These are short stories put up each Friday that you can read for free. By the next Friday the post will be taken down and a new one will go up. Enjoy!
“There!” Dr. Carl Bernard shouted, his arm shooting out to point at the monitor.
“What?” General Sticks shouted right back, his frustration plain. “I don’t see a damn thing!”
“Strip the top three layers,” Agent Weston said from the back of the room.
The video stopped, started over, but this time the coloring was different, the nighttime sky wasn’t so black, and the fires from the rocket weren’t so bright. And right there, plain as day and coming in from the upper-left-hand portion of the screen, was the UFO.
“Well I’ll be God damned,” General Sticks said, a lot of the air taken out of him. “I’ll be Goddamned.”
Obviously Agent Weston and the controllers in the room had discussed beforehand what the General was to see, for the video slowed now, allowing him to clearly view the UFO approach. It was one of those Goddamn flying saucers, just like he’d seen strewn across the desert floor of New Mexico himself all through that hellacious month of March in ’53 after the treaty’d been signed. They haven’t improved technologically since then? he thought to himself, but then quickly remembered that the Greys were still stuck in their own time, time-stopped, and unable to do anything about it. That didn’t mean they couldn’t travel back in time, and on Earth, that meant anytime they so chose. It’s amazing they keep making so many damn mistakes.
The saucer came down like a dart, a hummingbird…faster than anything General Sticks could compare it to. And there it stopped, just a fraction of a second, even on this low speed, and then shot right back up, straight up and into space and, General Sticks knew, to that damn mothership that’d been around Mercury since 1789.”

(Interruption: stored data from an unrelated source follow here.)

PR #2566, opened 2026-07-21
alpha 7

samfreund:
## Description

**What changed?**

We upgrade to alpha7 wpilib and make the necessary changes. We also transition from millisecond based timing to nanosecond based timing, following wpilib.

## Testing

## Related Issues

Closes #

---

## AI Disclosure

  - [x] If yes, please describe which parts were AI-assisted:

Various AI error checking, alongside grepping through wpilib for solutions.

---

## Merge Checklist

- [x] **User-facing changes?** User documentation is updated
- [x] **Breaking changes?** Migration guide is included in description and migrations are marked with `// MIGRATION: <dataYear>` where `<dataYear>` is the last season the pre-migration data was used in


samfreund:
Sooooooooooo everything is passing now, but we're not using trixie so I'm not sure if we can actually call it thorough testing. I can work on further identifying the trixie issues if we want

.github/workflows/build.yml
```diff
@@ -10,7 +10,7 @@ concurrency:
   cancel-in-progress: true
 
 env:
-  IMAGE_VERSION: v2027.1.1
+  IMAGE_VERSION: Dev
```
samfreund: Uh yeah revert this

photon-targeting/src/main/native/jni/FileLoggerExtrasJNI.cpp
samfreund, line 1: Revert this too

photon-client/src/components/settings/ApriltagControlCard.vue
```diff
@@ -1,9 +1,15 @@
 <script setup lang="ts">
 import { useSettingsStore } from "@/stores/settings/GeneralSettingsStore";
-import type { Quaternion } from "@/types/PhotonTrackingTypes";
+import type { FieldTag, Quaternion } from "@/types/PhotonTrackingTypes";
 import { toDeg } from "@/lib/MathUtils";
+import { computed } from "vue";
 const { Euler, Quaternion: ThreeQuat } = await import("three");
 
+const currentFieldLayout = computed(() => useSettingsStore().currentFieldLayout);
+const fieldWidth = computed(() => currentFieldLayout.value["field-dimensions"].width);
```
mcm001, line 9: oh my god gross because of the hyphen we have to use []

photon-core/src/main/java/org/photonvision/common/configuration/FieldLayoutMigration.java
```diff
@@ -0,0 +1,80 @@
...
+    private static final Logger logger = new Logger(FieldLayoutMigration.class, LogGroup.Config);
+
+    private FieldLayoutMigration() {}
+
+    /**
+     * Converts legacy {@code AprilTagFieldLayout} JSON to the new {@code Field} JSON format.
+     *
+     * <p>Returns the input unchanged if it is already in the new format, cannot be recognized as a
+     * field layout, or cannot be parsed. This way a {@code null} return is never used to signal
+     * failure; callers that detect a migration simply persist the result and parse it.
```
mcm001, line 48: "This way a {@code null} return is never used to signal failure; callers that detect a migration simply persist the result and parse it."

I'm having trouble parsing this sentence -- help me deslop?

photon-core/src/test/java/org/photonvision/common/configuration/ConfigTest.java
```diff
@@ -161,4 +162,40 @@ public void testJsonbHandlesOldTargetEnum() throws IOException {
                 (AprilTagPipelineSettings) Jsonb.instance().type(CVPipelineSettings.class).fromJson(json);
         assertEquals(TargetModel.kAprilTag6in_16h5, settings.targetModel);
     }
+
+    @Test
+    public void testMigrateOldFieldLayout() {
+        // exact serialization format produced by the old AprilTagFieldLayout
```
mcm001, line 168: we can actually check in a copy of https://github.com/wpilibsuite/allwpilib/blob/2026/fieldImages/src/main/native/resources/edu/wpi/first/fields/2026-rebuilt.json instead

photon-core/src/main/java/org/photonvision/common/configuration/SqlConfigProvider.java
```diff
@@ -512,7 +541,23 @@ private void saveGlobal(Connection conn) {
         }
     }
 
+    /**
+     * MIGRATION: 2026
+     *
+     * <p>When we migrate the atfl, we get the result as a string. Everything else has a path though,
+     * so we need this overload to maintain the prior behavior. To remove this migration, we'll want
+     * to delete this overload then make the other function accept a path again.
+     */
```
mcm001, line 550: Why does this have a MIGRATION comment? this is an internal API change, right?

photon-core/src/main/java/org/photonvision/common/dataflow/networktables/NetworkTablesManager.java
```diff
@@ -346,6 +343,10 @@ public void setConfig(NetworkConfig config) {
         broadcastVersion();
     }
 
+    /**
+     * @return The offset, in nanoseconds, which when added to the local wpi::nt::Now timebase yields
+     *     the Time Sync Server's timebase
```
mcm001, line 348: what is wpiformat smokin here with the indents

photon-core/src/main/java/org/photonvision/common/configuration/SqlConfigProvider.java
samfreund: No, because when we undo the migration we'll want to remove the helper. The MIGRATION comments are meant to denote anything that should be removed later on

photon-core/src/main/java/org/photonvision/vision/frame/provider/LibcameraGpuFrameProvider.java
```diff
@@ -97,7 +97,7 @@ public Frame get() {
                     colorMat,
                     processedMat,
                     type,
-                    MathUtils.wpiNanoTime() - latency,
+                    NetworkTablesJNI.now() - latency,
```
mcm001, line 100: Just a general note we should double check latency measurements remain sane to catch any obvious unit conversion errors on all our supported platforms + also intentionally run a TSP client and server with out of sync clocks to verify the E2E latency stays ~the same

photon-core/src/test/java/org/photonvision/common/configuration/ConfigTest.java
```diff
@@ -161,4 +162,40 @@ public void testJsonbHandlesOldTargetEnum() throws IOException {
...
+        assertTrue(field.getTagPose(1).isPresent());
+        assertEquals(15.079471999999997, field.getTagPose(1).get().getX(), 1e-6);
+        assertEquals(0.24587199999999998, field.getTagPose(1).get().getY(), 1e-6);
+        assertEquals(1.355852, field.getTagPose(1).get().getZ(), 1e-6);
+        assertTrue(field.getTagPose(2).isPresent());
+        assertEquals(16.185134, field.getTagPose(2).get().getX(), 1e-6);
+    }
+
+    @Test
+    public void testMigrateNewFieldLayoutUnchanged() {
```
mcm001, line 188: I know that migrateFieldLayoutJson uses "unchanged" to mean "it's already correct". Is there another data structure that can more explicitly encode that?

photon-core/src/main/java/org/photonvision/common/configuration/SqlConfigProvider.java
mcm001: Gotcha. So when we delete FieldLayoutMigration, we delete this overload diff?

samfreund: The reason is because the migration gets the result as a string, which isn't a return we have setup for anything else. Because of that, this is the simplest way to do it when it comes to enabling removal later on.

photon-core/src/main/java/org/photonvision/common/dataflow/networktables/NetworkTablesManager.java
samfreund: I may have forgotten to lint...

let's see what happens

photon-lib/src/main/native/cpp/photon/PhotonCamera.cpp
```diff
@@ -209,11 +214,11 @@ void PhotonCamera::UpdateDisconnectAlert() {
 }
 
 void PhotonCamera::CheckTimeSyncOrWarn(photon::PhotonPipelineResult& result) {
-  if (result.metadata.timeSinceLastPong > 5L * 1000000L) {
+  if (result.metadata.timeSinceLastPong > INT64_C(5) * 1000000000L) {
```
mcm001, line 217: Maybe 2027 is the year we make `timeSinceLastPong` a unit type. This INT64_C() * MAGIC CONSTANT thing is gross

photon-targeting/build.gradle
```diff
@@ -52,13 +52,15 @@ model {
                 }
             }
 
-            nativeUtils.useRequiredLibrary(it, "wpiutil_shared")
+            nativeUtils.useRequiredLibrary(it, "apriltag_shared")
             nativeUtils.useRequiredLibrary(it, "datalog_shared")
-            nativeUtils.useRequiredLibrary(it, "wpimath_shared")
-            nativeUtils.useRequiredLibrary(it, "wpinet_shared")
+            nativeUtils.useRequiredLibrary(it, "fields_shared")
+            nativeUtils.useRequiredLibrary(it, "mrclib")
```
mcm001: based on:

```
mmorley@WA-ZB-5671:/mnt/c/Users/mmorley/Downloads/hal-cpp-2027.0.0-alpha-7-linuxsystemcoredebug/linux/systemcore/shared$ readelf -d libwpiHald.so

Dynamic section at offset 0x9fb20 contains 38 entries:
  Tag        Type                         Name/Value
 0x0000000000000001 (NEEDED)             Shared library: [libwpiutild.so]
 0x0000000000000001 (NEEDED)             Shared library: [libMrcLib.so]    <--- this guy right here
 0x0000000000000001 (NEEDED)             Shared library: [libntcored.so]
 0x0000000000000001 (NEEDED)             Shared library: [libdatalogd.so]
 0x0000000000000001 (NEEDED)             Shared library: [libwpinetd.so]
 0x0000000000000001 (NEEDED)             Shared library: [libatomic.so.1]
 0x0000000000000001 (NEEDED)             Shared library: [libstdc++.so.6]
 0x0000000000000001 (NEEDED)             Shared library: [libm.so.6]
 0x0000000000000001 (NEEDED)             Shared library: [libgcc_s.so.1]
 0x0000000000000001 (NEEDED)             Shared library: [libc.so.6]
 0x000000000000000e (SONAME)             Library soname: [libwpiHald.so]
 0x000000000000000f (RPATH)              Library rpath: [$ORIGIN]
```

But @samfreund tells me that there are licensing issues here?

samfreund: @Gold856

Gold856: mrclib is not GPL-compatible.

mcm001: Ok so how do I link against the HAL here?

Gold856: This is only a problem if you're distributing mrclib, e.g in the PhotonVision JAR. Therefore, this only impacts robot programs, and because mrclib is a System Library on Systemcore, and PV does not distribute SC builds of the app, you should be fine as long as you're careful.

samfreund: okie I figured it out (I think) pushing soon

photon-lib/src/main/native/cpp/photon/PhotonCamera.cpp
samfreund: up to you matt, but I'd ask for a separate PR

photon-core/src/main/java/org/photonvision/common/dataflow/networktables/NetworkTablesManager.java
samfreund: oh, it's cause it's an `@return` so it indents it

photon-core/src/main/java/org/photonvision/common/configuration/FieldLayoutMigration.java
samfreund: Doing it this way means we don't have to write a bunch of null check boilerplate. See SQLConfigProvider line 315 or thereabouts, we just check if the migrated string is the same or not instead of having a bunch of null checks and then checking for changes etc.

photon-core/src/main/java/org/photonvision/common/configuration/SqlConfigProvider.java
```diff
@@ -283,19 +283,50 @@ private <T> T loadConfigOrDefault(
...
+        String configString = getOneConfigFile(conn, GlobalKeys.ATFL_CONFIG_FILE);
+        if (configString.isBlank()) {
+            logger.debug("No " + Field.class.getSimpleName() + " in database");
+            return atflDefault();
+        }
+
+        try {
+            String migrated = FieldLayoutMigration.migrateFieldLayoutJson(configString);
+            if (!migrated.equals(configString)) {
+                logger.info("Migrated legacy AprilTagFieldLayout to Field format, persisting to database");
```
mcm001, line 316: Do we need to immediately saveOneFile? Main already immediately saves back out

Image

mcm001 (dismissed):

mcm001 (dismissed):

photon-client/src/types/WebsocketDataTypes.ts
```diff
@@ -22,7 +22,7 @@ export interface WebsocketSettingsUpdate {
   general: Required<GeneralSettings>;
   lighting: Required<LightingSettings>;
   networkSettings: NetworkSettings;
-  atfl: AprilTagFieldLayout;
+  atfl: Field;
```
thatcomputerguy0101: Do we also want to change the property name from `atfl` to `field` here and other places where the types were changed?

photon-core/src/main/java/org/photonvision/common/configuration/FieldLayoutMigration.java
```diff
@@ -0,0 +1,80 @@
...
+     *
+     * @param json The stored field layout JSON.
+     * @return The migrated JSON, or the input unchanged if it did not need migrating.
+     */
+    public static String migrateFieldLayoutJson(String json) {
+        try {
+            final JsonType<Map<String, Object>> objMapJsonb =
```
thatcomputerguy0101, line 55: It's a little overkill here, but Avaje does have `JsonNode` which is well suited to JSON-based migrations.

photon-lib/src/main/native/cpp/photon/PhotonCamera.cpp
thatcomputerguy0101: Also, why `INT64_C` instead of the `LL` type suffix?

photon-lib/src/main/java/org/photonvision/simulation/VideoSimUtil.java
```diff
@@ -115,7 +115,7 @@ public static Point[] getImageCorners(Size size) {
      * @param id The fiducial id of the desired tag
      */
     private static Mat get36h11TagImage(int id) {
-        RawFrame frame = AprilTag.generate36h11AprilTagImage(id);
+        RawFrame frame = AprilTagImageGenerator.generate36h11AprilTagImage(id);
```
thatcomputerguy0101, line 118: This and the C++ version might be our only remaining usages of WPILib's `apriltag` library. If we don't want to include it anymore, it could probably be replaced with the corresponding OpenCV function.

photonlib-cpp-examples/poseest/src/main/include/Vision.h
```diff
@@ -34,7 +34,6 @@
 #include <photon/simulation/VisionSystemSim.h>
 #include <photon/simulation/VisionTargetSim.h>
 #include <photon/targeting/PhotonPipelineResult.h>
-#include <wpi/apriltag/AprilTagFieldLayout.hpp>
 #include <wpi/apriltag/AprilTagFields.hpp>
```
thatcomputerguy0101, line 37: Does the `AprilTagFields.hpp` header still exist? I could not find it in WPILib. (Also used in several other header files.)

photon-targeting/src/test/native/cpp/net/TimeSyncTest.cpp
```diff
@@ -61,13 +61,13 @@ TEST(TimeSyncClientTest, CalculateZero) {
   client.UpdateStatistics(pong_client_time, ping, pong);
 
   // THEN the statistics will reflect no delay
-  EXPECT_EQ(0, client.GetMetadata().offset);
-  EXPECT_EQ(0, client.GetMetadata().rtt2);
-  EXPECT_EQ(1u, client.GetMetadata().pongsReceived);
-  EXPECT_EQ(pong_client_time, client.GetMetadata().lastPongTime);
+  CHECK(0 == client.GetMetadata().offset);
```
thatcomputerguy0101, line 64: I think the convention for catch2's `CHECK` is for the expected value to be after the equals. I think the macro parsing is smart enough for it to not ultimately matter though.

photon-lib/py/test/photonPoseEstimator_test.py
```diff
@@ -41,29 +41,26 @@ def getLatestResult(self) -> PhotonPipelineResult:
...
-    return AprilTagFieldLayout(tagList, fieldLength, fieldWidth)
+    return Field("test", "test", "test", None, fieldLength, fieldWidth, "frc", tagList)
 
 
 def test_lowestAmbiguityStrategy():
     aprilTags = fakeAprilTagFieldLayout()
     cameraOne = PhotonCameraInjector()
     cameraOne.result = PhotonPipelineResult(
-        int(11 * 1e6),
+        int(11 * 1e9),
```
thatcomputerguy0101: Why are we multiplying here instead of `11e9`? Also impacts other spots.

photon-lib/py/test/testUtil.py
```diff
@@ -13,53 +13,53 @@ class PipelineTimestamps:
     def __init__(
         self,
         *,
-        captureTimestampMicros: int,
-        pipelineLatencyMicros=2_000,
-        receiveLatencyMicros=1_000,
+        captureTimestampNanos: int,
+        pipelineLatencyNanos=2_000_000,
```
thatcomputerguy0101: This is another spot where `2e6` would be better.

photon-lib/src/test/native/cpp/VisionSystemSimTest.cpp
```diff
@@ -572,23 +577,23 @@ TEST_F(VisionSystemSimTest, TestPoseEstimationRotated) {
...
+  REQUIRE(results);
   wpi::math::Pose3d pose = wpi::math::Pose3d{} + results->best;
   pose = pose.TransformBy(robotToCamera.Inverse());
-  ASSERT_NEAR(5, pose.X().to<double>(), 0.01);
-  ASSERT_NEAR(1, pose.Y().to<double>(), 0.01);
-  ASSERT_NEAR(0, pose.Z().to<double>(), 0.01);
-  ASSERT_NEAR(
-      wpi::units::degree_t{-5}.convert<wpi::units::radians>().to<double>(),
-      pose.Rotation().Z().to<double>(), 0.01);
+  REQUIRE(5 == Catch::Approx(pose.X().to<double>()).margin(0.01));
```
thatcomputerguy0101: `Catch::Approx` is not recommended for new code. Instead, there is `WithinAbs`/`WithinRel`/`WithinULP`.

thatcomputerguy0101 (changes requested):
Mostly just style preferences, besides the include problem.

Also, since WPILib's `apriltag` is now a vendordep, I think it needs added to our vendordep if we continue to use it so that it is properly included in robot programs.

photon-core/src/main/java/org/photonvision/common/configuration/SqlConfigProvider.java
```diff
@@ -283,19 +283,50 @@ private <T> T loadConfigOrDefault(
...
     }
 
+    /**
+     * MIGRATION: 2026
+     *
+     * <p>Loads the stored AprilTag field layout, migrating any legacy {@code AprilTagFieldLayout}
+     * JSON to the newer {@link Field} format before deserializing. If a migration happened the
+     * upgraded JSON is written back to the database so the stored data self-upgrades.
+     */
+    private Field loadAtfl(Connection conn) {
```
crschardt: Can we remove this from the alpha 7 release and include it in my revised migration PR? Maybe we could just ignore any saved ATFL and always load the default temporarily until the migration code is merged.

photon-core/src/main/java/org/photonvision/common/configuration/SqlConfigProvider.java
samfreund: I don't think it hurts, it's gonna get eliminated in a year or with craig's migration PR anyways.

photon-core/src/main/java/org/photonvision/common/configuration/FieldLayoutMigration.java
samfreund: I'll leave more complicated migration stuff alone for now since Craig has his PR which'll make this obsolete. Good future knowledge though, thanks.

photonlib-cpp-examples/poseest/src/main/include/Vision.h
samfreund: It doesn't, but examples are hopelessly out of date. I'm leaving them alone for now, they'll be redone in entirety in a later PR.

photon-targeting/src/test/native/cpp/net/TimeSyncTest.cpp
samfreund: Seems like there's no convention recommended by the catch2 team, I'll choose the path of minimizing diffs.

photon-lib/py/test/photonPoseEstimator_test.py
samfreund: Clarity I guess? No particular reason, this can get trimmed down.

photon-core/src/main/java/org/photonvision/common/configuration/SqlConfigProvider.java
samfreund: Discussed on the discord, we'll ship this for now then remove once the migration PR lands.

docs/source/docs/contributing/design-descriptions/e2e-latency.md
Gold856, line 1: This is RIO code and should not be changed.

photon-core/src/main/java/org/photonvision/common/configuration/PhotonConfiguration.java
```diff
@@ -32,7 +31,7 @@ public class PhotonConfiguration {
     private NetworkConfig networkConfig;
 
     @Json.Property("atfl")
```
Gold856: Should also rename the json field here?

photon-core/src/main/java/org/photonvision/common/dataflow/networktables/NetworkTablesManager.java
```diff
@@ -67,9 +66,9 @@ public class NetworkTablesManager {
             new MultiSubscriber(ntInstance, new String[] {kRootTableName + "/" + kCoprocTableName + "/"});
 
     // Creating the alert up here since it should be persistent
-    private final Alert conflictAlert = new Alert("PhotonAlerts", "", Level.MEDIUM);
+    private final Alert conflictAlert = new Alert("PhotonAlerts", "conflict", "", Level.MEDIUM);
 
-    private final Alert mismatchAlert = new Alert("PhotonAlerts", "", Level.MEDIUM);
+    private final Alert mismatchAlert = new Alert("PhotonAlerts", "mismatch", "", Level.MEDIUM);
```
Gold856, line 71: Does this do anything anymore?

photon-core/src/main/java/org/photonvision/common/dataflow/networktables/NTDataPublisher.java
```diff
@@ -197,19 +196,15 @@ public void accept(CVPipelineResult result) {
...
-        // Server's
-        // timebase
+        // Server's timebase. Timestamps are published in nanoseconds.
         var simplified =
                 new PhotonPipelineResult(
                         acceptedResult.sequenceID,
-                        captureMicros + offset,
-                        now + offset,
+                        result.getImageCaptureTimestampNanos() + offsetNanos,
+                        NetworkTablesJNI.now() + offsetNanos,
```
Gold856, line 207: Changing the order of calls here changes the timestamps slightly. Is that important? (probably not, but something to consider.)

photon-core/src/test/java/org/photonvision/vision/frame/consumer/FileSaveFrameConsumerTest.java
```diff
@@ -106,6 +110,14 @@ public void testNoMatch(
             DriverStationSim.setEventName(eventName);
             DriverStationBackend.refreshData();
 
+            // ALSO publish to NetworkTables FMSInfo table (what FileSaveFrameConsumer reads)
+            NetworkTable fmsTable = inst.getTable("FMSInfo");
+            fmsTable.getStringTopic("EventName").publish().accept(eventName);
+            fmsTable.getIntegerTopic("MatchNumber").publish().accept(matchNumber);
+            fmsTable.getIntegerTopic("MatchType").publish().accept(matchType.ordinal());
+            // Also publish FMSControlData to indicate FMS is attached (bit 4 = 1<<4 = 16)
+            fmsTable.getIntegerTopic("FMSControlData").publish().accept(16);
```
Gold856: ??? If you replicate legacy behavior, you're just forcing the tests to pass, and allowing this to never work on a real robot.

photon-lib/src/test/java/org/photonvision/PhotonPoseEstimatorTest.java
Gold856, line 1: Use of exponents would probably make some of the constants easier to read.

Gold856 (changes requested):

Gold856:
Also considering doing a search for `atfl` and similar keywords and editing them.

photon-core/src/main/java/org/photonvision/common/configuration/PhotonConfiguration.java
samfreund: @thatcomputerguy0101 please confirm, but I believe since we're migrating it the json annotation is no longer necessary?

photon-core/src/main/java/org/photonvision/common/dataflow/networktables/NetworkTablesManager.java
samfreund: Yes, the second arg is the `id`. If the `id`s are not unique, wpilib throws an error for duplicate alerts.

photon-core/src/main/java/org/photonvision/common/dataflow/networktables/NTDataPublisher.java
samfreund: I did consider that, I think the difference we would see is negligible.

photon-lib/src/test/java/org/photonvision/PhotonPoseEstimatorTest.java
samfreund: It really would, but java sucks.

samfreund: We can add some missing underscores tho

photon-core/src/main/java/org/photonvision/common/dataflow/networktables/NetworkTablesManager.java
Gold856: That's not what I mean. Alerts aren't sent over NT anymore.

photon-core/src/main/java/org/photonvision/common/configuration/PhotonConfiguration.java
thatcomputerguy0101: This is outside the existing migration. I would recommend changing the JSON property to the new name and leaving `@Json.Alias("atfl")` as a small migration to catch the old data.

samfreund: See #2610

photon-core/src/main/java/org/photonvision/common/dataflow/networktables/NetworkTablesManager.java
thatcomputerguy0101: Alerts are sent over the DS protocol now. The new DS has a spot for them to show up in.

samfreund: Yea I figured that out, ~~I think my latest commit covered that?~~

photon-core/src/test/java/org/photonvision/vision/frame/consumer/FileSaveFrameConsumerTest.java
Gold856: You shouldn't need any of this code.

photon-core/src/main/java/org/photonvision/common/dataflow/networktables/NetworkTablesManager.java
samfreund: See https://discord.com/channels/176186766946992128/1365422855378178048/1548832179205972081

mcm001: I think this code is good as-is, and ideally allwpilb can adapt to send alerts to MRC for you

photon-lib/src/main/native/cpp/photon/PhotonCamera.cpp
thatcomputerguy0101: This is the implementation of `INT64_C` on my system:
```cpp
#define INT64_C(v)   (v ## LL)
```

mcm001: Is LL an Int64 on all of our supported platforms? Im not sure what it is in SC etc

photon-lib/src/main/java/org/photonvision/simulation/VideoSimUtil.java
samfreund: I believe we use it for our apriltag detection too, so it needs to stay.

photon-lib/src/main/native/cpp/photon/PhotonCamera.cpp
thatcomputerguy0101: Here's the definition from the SC toolchain:
```cpp
# if __WORDSIZE == 64
#  define INT64_C(c)    c ## L
# else
#  define INT64_C(c)    c ## LL
# endif
```
I guess that isn't always LL. (`__WORDSIZE` is `64` in the SC toolchain)

thatcomputerguy0101: I support using the C++ units library wherever reasonable since it is a cheap wrapper though. I might do that once this PR is merged.

samfreund: More than happy with that, works for me.

photon-core/src/test/java/org/photonvision/common/configuration/ConfigTest.java
samfreund: Very possibly, but given that the migration is being nuked by craig, I don't think it matters.

photon-lib/src/main/native/cpp/photon/PhotonCamera.cpp
Gold856: Only 64-bit platforms are supported now, so you'd likely be fine anyways. If you're really paranoid, just stick a `static_assert` in a header or something.

photon-core/src/main/java/org/photonvision/common/configuration/LegacyConfigProvider.java
```diff
@@ -123,7 +123,7 @@ public void load() {
         HardwareConfig hardwareConfig;
         HardwareSettings hardwareSettings;
         NetworkConfig networkConfig;
-        AprilTagFieldLayout atfl = null;
+        Field atfl = null;
```
Gold856, line 126: Missed `atfl`. But also, why is LegacyConfigProvider still here in 2027?

crschardt: It's still referenced in the `ConfigManager.saveUploadedSettingsZip`. I think it's safe to delete, but I want to make sure that that code path is never called.

samfreund: We should definetely rip it out before we release for the 2027 season, but I think that might be out of scope for this PR. The atfl I'm leaving since it's legacy anyways and I'm gonna remove it.

mcm001:
Tested using this code

```
from pprint import pprint
from time import sleep

from ntcore import NetworkTableInstance
import ntcore
from photonlibpy import PhotonCamera

NetworkTableInstance.get_default().start_server()

camera = PhotonCamera("wallawigi")

while True:
    result = camera.getAllUnreadResults()

    for target in result:
        t1 = target.getTimestampSeconds()
        t2 = ntcore._now() / 1e9

        print(f"Latency: {target.getLatencyMillis()}")
        print(f"Capture timestamp: {t1}, Now: {t2}, Diff: {(t2 - t1) * 1000} ms")

    sleep(1)
```

Looks like we're still seeing ~latency much delta between capture and publish which is perfect. Nobody goofed up units, afaict.

```
Latency: 50.204885
Capture timestamp: 149288.798906115, Now: 149288.859328, Diff: 60.42188499122858 ms
```

OD still works

image

image

Using the opi5 armbian image from Dev, with the u-boot bootlader erased per https://github.com/PhotonVision/photon-image-modifier/pull/159

mcm001 (approved):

“Typical energy beam, undetectable,” Agent Weston said from the back of the room as the tape was allowed to play out and the rocket met its fiery fate. After that the video began playing at regular speed, but still with the saucer visible, and on a continuous loop. General Sticks turned around.

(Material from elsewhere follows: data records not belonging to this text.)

PR #2570, opened 2026-08-01
Remove OpenCV version check

Gold856:
## Description

**What changed?**

The OpenCV version check historically used to detect incorrect OpenCV libraries has been removed.

**Why?**

This code and the issue it mitigated is impossible to hit by construction (at least in non-betas due to the OpenCV version being stable, however, if the OpenCV version changes during beta for some reason, you can still hit this), due to there being only one, _year versioned_ Maven OpenCV artifact. There are no longer separate Maven artifacts per year (the year is no longer part of the group ID). This means given multiple dependencies that declare a dependency on OpenCV with differing versions, Gradle will always upgrade OpenCV to the latest version, which should typically be from GradleRIO.

## Testing

image

OpenCV 2027-4.13.0-1 manually specified in build.gradle, upgraded to 2027-4.13.0-4 (from GradleRIO).

---

## AI Disclosure

## Merge Checklist

### DIFF
--- a/photon-lib/src/main/java/org/photonvision/PhotonCamera.java
+++ b/photon-lib/src/main/java/org/photonvision/PhotonCamera.java
@@ -28,7 +28,6 @@ import java.util.ArrayList;
 import java.util.Arrays;
 import java.util.List;
 import java.util.Optional;
-import org.opencv.core.Core;
 import org.photonvision.common.hardware.VisionLEDMode;
 import org.photonvision.common.networktables.PacketSubscriber;
 import org.photonvision.targeting.PhotonPipelineResult;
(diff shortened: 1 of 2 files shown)


samfreund (dismissed):

mcm001:
> at least in non-betas due to the OpenCV version being stable, however, if the OpenCV version changes during beta for some reason, you can still hit this

Implies that there isn't any process or guarantees upstream about stability (only from a nominal conops perspective), and that there is still value in this check during beta periods

Gold856:
Due to the timing of OpenCV releases, we are almost guaranteed to not hit that scenario. OpenCV releases every 6 months; right now, it's one release in winter (around December) and one for the summer (around June or July). December is way too late for us to integrate in time for kickoff; so historically, it's the summer release that's been deployed. It's more dependent on OpenCV's schedule than anything.

Gold856:
> > at least in non-betas due to the OpenCV version being stable, however, if the OpenCV version changes during beta for some reason, you can still hit this
> 
> Implies that there isn't any process or guarantees upstream about stability (only from a nominal conops perspective), and that there is still value in this check during beta periods

I don't exactly remember why I said that it might still be possible to hit. IIRC, this should theoretically only be possible to hit by changing the year in vendordep JSON. Granted, that's _still annoying_ but I have plans to close that hole at the build system level (by asking vendors to declare strict version ranges on WPILib dependencies.)

Realistically, there'd have to be something _really_ wrong for this to be hit in beta, even under a vendordep year change. (but then again, that could've been said pre-2027, but I think I can show it's much significantly less likely) Assuming PV always compiles with the right OpenCV version, the main problem would be something forcing the OpenCV version to be different than expected. Downgrades are effectively impossible (someone could declare a strict Maven version dependency, but like, no one does that), so upgrades are the only way. So you'd somehow need to have:
* a newer published OpenCV version (satisfied during very brief windows during beta) which is 
* ABI incompatible for some reason (I won't claim this is implausible, when trying to publish, we can miss a library or need to change a flag, but this matters significantly less for Java) but even then
* the build would need to then pull in that newer OpenCV (implausible because you'd actually have to know about the existence of this version and again, small time window)

This is much harder to hit than the previous conditions:
* _any_ OpenCV version published to Artifactory, ever (always satisified)
* any old dependency pulls in that older version (can happen occasionally with team libraries)

Pre-2027, the OpenCV Java library version could desync from the OpenCV native library version, which causes things to blow up with a "can't find OpenCV :(" error. 2027+ fixes that because the artifacts are properly versioned now with the year. I haven't thought too hard about it, but I think the only way things can break in 2027+ now are if OpenCV libraries are shuffled around (happened a few times, 5.0 splits the calib3d module and we removed an outdated Aruco module for wpical), but that wouldn't typically be hit by the average team library, which mostly only specify Java libraries.

So all in all, you don't need this anymore :)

“Stupid, damn stupid of them.”
Agent Weston nodded. “True, but they knew what they were doing, they knew full-well what they were doing.”
“What was that thing worth?”
“$266 million to Virginia’s Orbital Sciences,” Dr. Bernard chimed-in “The thing had 5,000 pounds of food and supplies and other essentials for the Space Station.”
“It’s a good Goddamn that the thing didn’t have any people on it!”
“They’re not that stupid,” Agent Weston said to the General’s words, “not when the entire eastern seaboard from the Carolinas to Maine’s watching.”
“Does NASA know?”
“Of course, but they’re still under the gag order.”
The General nodded. “Alright, this is what we’re gonna do. We’re gonna hit ‘em for this, and we’re gonna hit ‘em hard.” He looked to Agent Weston. “Get me a map of the Four Corners.”